(Input data Opens)

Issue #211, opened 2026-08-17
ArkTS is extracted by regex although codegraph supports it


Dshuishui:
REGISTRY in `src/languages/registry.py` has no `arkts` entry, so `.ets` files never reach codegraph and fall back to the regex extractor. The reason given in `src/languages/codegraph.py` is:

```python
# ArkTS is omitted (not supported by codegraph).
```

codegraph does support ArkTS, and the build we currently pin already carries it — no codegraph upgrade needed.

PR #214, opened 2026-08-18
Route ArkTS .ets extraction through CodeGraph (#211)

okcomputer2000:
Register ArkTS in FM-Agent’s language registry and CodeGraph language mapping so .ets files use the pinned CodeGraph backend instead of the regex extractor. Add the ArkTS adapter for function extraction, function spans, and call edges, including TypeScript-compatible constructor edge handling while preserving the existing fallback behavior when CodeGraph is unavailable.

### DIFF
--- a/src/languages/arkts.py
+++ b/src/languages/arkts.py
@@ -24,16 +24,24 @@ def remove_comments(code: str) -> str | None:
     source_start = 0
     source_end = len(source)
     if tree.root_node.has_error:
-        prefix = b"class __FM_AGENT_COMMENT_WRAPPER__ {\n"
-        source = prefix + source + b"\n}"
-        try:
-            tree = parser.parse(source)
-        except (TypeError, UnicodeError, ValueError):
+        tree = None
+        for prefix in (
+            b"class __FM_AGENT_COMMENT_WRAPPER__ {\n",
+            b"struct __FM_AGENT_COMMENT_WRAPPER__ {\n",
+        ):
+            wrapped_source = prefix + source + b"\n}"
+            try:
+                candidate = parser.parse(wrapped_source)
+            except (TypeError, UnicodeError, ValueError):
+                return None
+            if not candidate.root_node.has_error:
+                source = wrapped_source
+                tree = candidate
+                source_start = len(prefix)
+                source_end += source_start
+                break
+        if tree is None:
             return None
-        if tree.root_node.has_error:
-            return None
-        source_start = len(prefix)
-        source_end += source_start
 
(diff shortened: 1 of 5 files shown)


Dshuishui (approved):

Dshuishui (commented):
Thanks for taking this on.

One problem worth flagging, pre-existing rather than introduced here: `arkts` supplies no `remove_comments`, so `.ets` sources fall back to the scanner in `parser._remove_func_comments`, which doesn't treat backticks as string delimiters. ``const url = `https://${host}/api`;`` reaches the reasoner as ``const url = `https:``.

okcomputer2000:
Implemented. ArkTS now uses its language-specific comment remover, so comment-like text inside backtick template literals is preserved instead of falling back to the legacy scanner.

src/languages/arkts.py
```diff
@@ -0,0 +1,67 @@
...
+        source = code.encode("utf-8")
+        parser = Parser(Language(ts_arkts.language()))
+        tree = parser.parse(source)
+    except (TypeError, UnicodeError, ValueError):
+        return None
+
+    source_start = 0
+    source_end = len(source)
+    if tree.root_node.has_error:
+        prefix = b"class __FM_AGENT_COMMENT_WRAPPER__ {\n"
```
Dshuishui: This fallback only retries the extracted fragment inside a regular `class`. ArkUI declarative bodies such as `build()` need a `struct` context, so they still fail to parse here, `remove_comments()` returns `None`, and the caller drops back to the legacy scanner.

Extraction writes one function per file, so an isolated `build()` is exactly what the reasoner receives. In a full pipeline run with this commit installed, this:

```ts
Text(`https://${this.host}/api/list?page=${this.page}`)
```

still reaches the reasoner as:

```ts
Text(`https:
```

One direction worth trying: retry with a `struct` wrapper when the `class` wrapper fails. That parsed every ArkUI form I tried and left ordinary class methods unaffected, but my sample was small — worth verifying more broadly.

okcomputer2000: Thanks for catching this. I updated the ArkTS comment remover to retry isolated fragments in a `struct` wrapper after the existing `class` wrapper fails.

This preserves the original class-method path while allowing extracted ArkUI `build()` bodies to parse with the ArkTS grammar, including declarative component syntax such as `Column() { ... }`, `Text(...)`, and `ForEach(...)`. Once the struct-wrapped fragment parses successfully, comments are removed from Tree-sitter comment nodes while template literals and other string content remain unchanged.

(Input data Closes)

__What is being asked__. Exactly how many lines of the records above contain "function"? Please state only the number.

__Exercise output__. 2